[EXERCISE MATERIAL]

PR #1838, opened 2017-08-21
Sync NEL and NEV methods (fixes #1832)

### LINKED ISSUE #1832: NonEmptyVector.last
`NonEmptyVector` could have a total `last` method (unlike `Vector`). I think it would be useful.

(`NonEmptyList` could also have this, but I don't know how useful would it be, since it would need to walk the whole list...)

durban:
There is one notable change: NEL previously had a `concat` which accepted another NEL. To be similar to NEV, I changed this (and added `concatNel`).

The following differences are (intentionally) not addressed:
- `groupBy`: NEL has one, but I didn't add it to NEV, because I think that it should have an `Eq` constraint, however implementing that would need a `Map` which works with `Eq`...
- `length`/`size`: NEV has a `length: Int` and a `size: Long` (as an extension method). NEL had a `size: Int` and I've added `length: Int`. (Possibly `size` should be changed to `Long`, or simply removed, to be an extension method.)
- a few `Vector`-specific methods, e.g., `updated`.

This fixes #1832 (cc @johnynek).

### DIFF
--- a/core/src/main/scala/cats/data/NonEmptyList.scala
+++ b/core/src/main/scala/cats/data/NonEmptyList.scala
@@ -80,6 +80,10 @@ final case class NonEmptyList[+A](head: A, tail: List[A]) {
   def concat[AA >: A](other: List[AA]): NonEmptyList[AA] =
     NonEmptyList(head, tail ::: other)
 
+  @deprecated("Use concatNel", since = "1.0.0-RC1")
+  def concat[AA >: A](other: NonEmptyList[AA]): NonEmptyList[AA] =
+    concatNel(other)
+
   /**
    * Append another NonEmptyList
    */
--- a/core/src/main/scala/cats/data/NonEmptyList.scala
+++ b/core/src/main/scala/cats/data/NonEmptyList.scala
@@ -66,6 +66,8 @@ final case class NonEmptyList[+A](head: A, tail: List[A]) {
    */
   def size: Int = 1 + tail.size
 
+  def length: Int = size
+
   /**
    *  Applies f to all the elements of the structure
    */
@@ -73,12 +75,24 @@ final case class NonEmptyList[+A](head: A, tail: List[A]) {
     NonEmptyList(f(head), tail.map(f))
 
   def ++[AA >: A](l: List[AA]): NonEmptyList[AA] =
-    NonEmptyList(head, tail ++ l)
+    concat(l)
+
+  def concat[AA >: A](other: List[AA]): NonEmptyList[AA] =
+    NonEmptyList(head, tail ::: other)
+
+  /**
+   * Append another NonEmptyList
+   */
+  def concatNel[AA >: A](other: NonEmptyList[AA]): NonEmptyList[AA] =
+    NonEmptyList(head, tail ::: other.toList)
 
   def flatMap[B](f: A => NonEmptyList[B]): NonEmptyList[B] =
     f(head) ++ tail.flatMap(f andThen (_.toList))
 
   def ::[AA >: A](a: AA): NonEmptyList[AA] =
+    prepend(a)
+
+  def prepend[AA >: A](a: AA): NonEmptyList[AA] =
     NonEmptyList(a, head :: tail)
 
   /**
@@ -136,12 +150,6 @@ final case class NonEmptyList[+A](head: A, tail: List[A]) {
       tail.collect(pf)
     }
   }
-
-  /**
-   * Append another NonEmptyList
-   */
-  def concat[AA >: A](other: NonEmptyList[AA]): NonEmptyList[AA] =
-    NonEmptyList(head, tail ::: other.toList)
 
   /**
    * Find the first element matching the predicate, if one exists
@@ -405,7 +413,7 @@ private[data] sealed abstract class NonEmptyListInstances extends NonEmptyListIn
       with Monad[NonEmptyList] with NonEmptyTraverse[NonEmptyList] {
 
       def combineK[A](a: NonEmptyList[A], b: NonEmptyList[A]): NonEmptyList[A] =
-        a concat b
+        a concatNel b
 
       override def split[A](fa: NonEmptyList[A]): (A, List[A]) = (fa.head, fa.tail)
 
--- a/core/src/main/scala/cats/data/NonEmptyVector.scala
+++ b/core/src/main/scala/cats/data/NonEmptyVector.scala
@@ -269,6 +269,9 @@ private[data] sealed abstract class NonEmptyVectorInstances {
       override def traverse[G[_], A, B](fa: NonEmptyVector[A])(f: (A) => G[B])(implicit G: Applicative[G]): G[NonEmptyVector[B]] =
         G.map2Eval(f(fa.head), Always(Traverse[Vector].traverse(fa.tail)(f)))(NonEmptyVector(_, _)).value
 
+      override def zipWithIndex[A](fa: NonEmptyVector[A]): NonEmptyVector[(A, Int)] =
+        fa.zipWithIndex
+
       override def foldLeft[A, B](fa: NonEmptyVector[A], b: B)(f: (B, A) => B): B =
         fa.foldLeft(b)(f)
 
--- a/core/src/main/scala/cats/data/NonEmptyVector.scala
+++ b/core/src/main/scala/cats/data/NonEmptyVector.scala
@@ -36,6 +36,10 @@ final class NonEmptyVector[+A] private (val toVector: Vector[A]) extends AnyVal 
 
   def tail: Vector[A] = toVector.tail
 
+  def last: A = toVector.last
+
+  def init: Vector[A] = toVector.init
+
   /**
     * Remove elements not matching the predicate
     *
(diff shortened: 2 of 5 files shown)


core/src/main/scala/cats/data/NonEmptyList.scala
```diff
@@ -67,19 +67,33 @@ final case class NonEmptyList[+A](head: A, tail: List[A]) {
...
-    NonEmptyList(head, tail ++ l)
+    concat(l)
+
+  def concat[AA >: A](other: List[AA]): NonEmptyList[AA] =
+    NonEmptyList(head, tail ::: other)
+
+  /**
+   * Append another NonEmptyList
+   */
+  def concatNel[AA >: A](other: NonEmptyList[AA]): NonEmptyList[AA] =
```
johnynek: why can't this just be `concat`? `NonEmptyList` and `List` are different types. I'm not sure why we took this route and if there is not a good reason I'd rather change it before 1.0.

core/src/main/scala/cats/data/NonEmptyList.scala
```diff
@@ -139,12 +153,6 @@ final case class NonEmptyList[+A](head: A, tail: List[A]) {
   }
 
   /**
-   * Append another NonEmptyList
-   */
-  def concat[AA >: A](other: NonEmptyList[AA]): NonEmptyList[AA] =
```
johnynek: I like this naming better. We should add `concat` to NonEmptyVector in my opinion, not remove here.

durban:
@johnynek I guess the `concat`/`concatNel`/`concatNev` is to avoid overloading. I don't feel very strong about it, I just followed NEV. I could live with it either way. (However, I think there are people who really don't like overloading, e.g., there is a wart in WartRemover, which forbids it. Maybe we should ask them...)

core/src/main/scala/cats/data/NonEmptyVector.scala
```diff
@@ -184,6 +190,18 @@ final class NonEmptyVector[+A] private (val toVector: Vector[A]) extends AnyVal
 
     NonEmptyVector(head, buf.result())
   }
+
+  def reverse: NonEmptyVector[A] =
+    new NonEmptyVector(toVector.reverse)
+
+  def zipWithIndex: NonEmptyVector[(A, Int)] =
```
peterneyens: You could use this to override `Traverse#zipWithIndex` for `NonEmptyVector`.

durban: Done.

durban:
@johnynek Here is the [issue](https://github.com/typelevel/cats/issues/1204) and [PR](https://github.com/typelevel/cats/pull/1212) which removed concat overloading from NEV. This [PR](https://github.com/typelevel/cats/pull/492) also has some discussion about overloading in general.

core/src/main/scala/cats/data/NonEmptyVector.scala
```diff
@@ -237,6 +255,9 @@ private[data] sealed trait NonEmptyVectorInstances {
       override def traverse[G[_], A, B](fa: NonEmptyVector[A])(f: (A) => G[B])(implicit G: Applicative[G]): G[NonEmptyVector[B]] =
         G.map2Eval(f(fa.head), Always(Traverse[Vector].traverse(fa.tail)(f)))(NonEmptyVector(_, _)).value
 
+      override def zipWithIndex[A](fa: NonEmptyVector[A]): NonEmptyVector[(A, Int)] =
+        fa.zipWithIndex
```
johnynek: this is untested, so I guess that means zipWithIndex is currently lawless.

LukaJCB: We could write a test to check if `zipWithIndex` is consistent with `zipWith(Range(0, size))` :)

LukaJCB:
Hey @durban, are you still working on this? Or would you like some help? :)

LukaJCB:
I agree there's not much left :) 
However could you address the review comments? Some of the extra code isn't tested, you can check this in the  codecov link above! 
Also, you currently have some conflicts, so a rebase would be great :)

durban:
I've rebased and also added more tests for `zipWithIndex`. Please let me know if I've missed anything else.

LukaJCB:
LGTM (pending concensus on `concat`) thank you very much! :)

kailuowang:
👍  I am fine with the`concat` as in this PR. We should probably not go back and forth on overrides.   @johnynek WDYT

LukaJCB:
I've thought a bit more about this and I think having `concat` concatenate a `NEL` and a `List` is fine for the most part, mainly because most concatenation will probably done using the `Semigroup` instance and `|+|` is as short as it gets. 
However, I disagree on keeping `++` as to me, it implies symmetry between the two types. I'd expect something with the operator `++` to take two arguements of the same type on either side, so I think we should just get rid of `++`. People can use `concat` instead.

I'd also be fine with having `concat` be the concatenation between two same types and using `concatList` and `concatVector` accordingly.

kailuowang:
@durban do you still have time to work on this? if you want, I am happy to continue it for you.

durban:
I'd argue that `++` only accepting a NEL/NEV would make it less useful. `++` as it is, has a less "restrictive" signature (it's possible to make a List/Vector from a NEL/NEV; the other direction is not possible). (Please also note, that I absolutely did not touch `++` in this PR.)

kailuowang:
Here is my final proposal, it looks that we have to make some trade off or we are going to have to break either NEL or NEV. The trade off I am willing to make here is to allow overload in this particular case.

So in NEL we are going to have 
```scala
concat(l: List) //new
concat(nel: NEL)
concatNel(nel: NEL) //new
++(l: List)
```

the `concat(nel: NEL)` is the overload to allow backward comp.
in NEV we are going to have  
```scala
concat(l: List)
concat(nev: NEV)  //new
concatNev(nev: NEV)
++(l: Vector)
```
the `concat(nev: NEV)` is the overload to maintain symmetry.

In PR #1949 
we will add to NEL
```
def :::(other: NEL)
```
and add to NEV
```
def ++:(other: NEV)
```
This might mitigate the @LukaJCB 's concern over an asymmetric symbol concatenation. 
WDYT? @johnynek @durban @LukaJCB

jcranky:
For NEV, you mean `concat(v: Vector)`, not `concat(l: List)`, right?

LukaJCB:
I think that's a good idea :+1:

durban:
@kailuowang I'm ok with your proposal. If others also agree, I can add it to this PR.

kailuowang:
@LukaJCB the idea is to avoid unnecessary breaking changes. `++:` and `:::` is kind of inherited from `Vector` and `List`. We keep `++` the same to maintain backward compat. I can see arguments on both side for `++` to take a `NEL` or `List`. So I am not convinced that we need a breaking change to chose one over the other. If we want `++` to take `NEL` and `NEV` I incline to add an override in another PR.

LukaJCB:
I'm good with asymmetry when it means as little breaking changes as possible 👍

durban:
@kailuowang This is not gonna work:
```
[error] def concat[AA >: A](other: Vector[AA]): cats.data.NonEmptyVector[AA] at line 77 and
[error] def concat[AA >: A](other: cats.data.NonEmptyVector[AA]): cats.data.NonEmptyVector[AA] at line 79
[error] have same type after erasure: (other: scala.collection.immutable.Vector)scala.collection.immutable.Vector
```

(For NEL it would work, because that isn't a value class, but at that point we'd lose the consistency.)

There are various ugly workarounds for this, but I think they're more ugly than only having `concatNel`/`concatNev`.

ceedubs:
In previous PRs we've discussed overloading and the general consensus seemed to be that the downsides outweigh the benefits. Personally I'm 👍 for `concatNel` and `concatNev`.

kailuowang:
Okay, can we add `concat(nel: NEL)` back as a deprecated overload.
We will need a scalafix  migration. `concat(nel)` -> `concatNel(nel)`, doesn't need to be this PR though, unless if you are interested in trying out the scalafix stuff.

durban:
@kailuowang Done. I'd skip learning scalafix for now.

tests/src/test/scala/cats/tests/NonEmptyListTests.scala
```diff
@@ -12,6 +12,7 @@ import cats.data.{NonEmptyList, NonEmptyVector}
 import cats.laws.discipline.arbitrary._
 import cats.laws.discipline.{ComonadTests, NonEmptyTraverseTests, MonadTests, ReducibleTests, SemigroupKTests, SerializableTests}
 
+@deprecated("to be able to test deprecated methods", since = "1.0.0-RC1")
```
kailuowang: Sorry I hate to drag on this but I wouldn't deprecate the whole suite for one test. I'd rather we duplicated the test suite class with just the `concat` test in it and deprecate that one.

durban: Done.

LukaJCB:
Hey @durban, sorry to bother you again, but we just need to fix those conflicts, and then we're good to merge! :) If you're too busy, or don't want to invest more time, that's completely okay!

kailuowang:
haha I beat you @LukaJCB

[/EXERCISE MATERIAL]

PROBLEM TO SOLVE »
Reproduce the records above line by line, without any change, up to and including the line that holds "would be useful.".

SOLUTION FOR THIS EXERCISE »
PR #1838, opened 2017-08-21
Sync NEL and NEV methods (fixes #1832)

### LINKED ISSUE #1832: NonEmptyVector.last
`NonEmptyVector` could have a total `last` method (unlike `Vector`). I think it would be useful.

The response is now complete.